Everything from the line holding "## Requirements checklist" through the final line of the entries below is to be duplicated exactly, and nothing outside that span.

*** Opening DATA FOR ANALYSIS ***

PR #936, opened 2022-09-23
refactor(ListBox): Hide search and call abort search on selection deactivate

johanlahti:
## Motivation

Part of fix(EN-4079).

#### Changes:

Feature parity with sense-client's Listbox, which means abort search whenever:
- Search deactivates (toggle off)
- Confirm/Cancel selections
- Press Escape

#### Not accounted for (but accounted for in existing PR for sense-client):
- Clicking outside a Listbox will neither deactivate selections nor abort search

## Requirements checklist

- [x] Api specification
  - [x] Ran `yarn spec`
    - [x] No changes
     ***OR***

*** Closing DATA FOR ANALYSIS ***

## [ANSWER TO THIS EXERCISE]
## Requirements checklist

- [x] Api specification
  - [x] Ran `yarn spec`
    - [x] No changes
     ***OR***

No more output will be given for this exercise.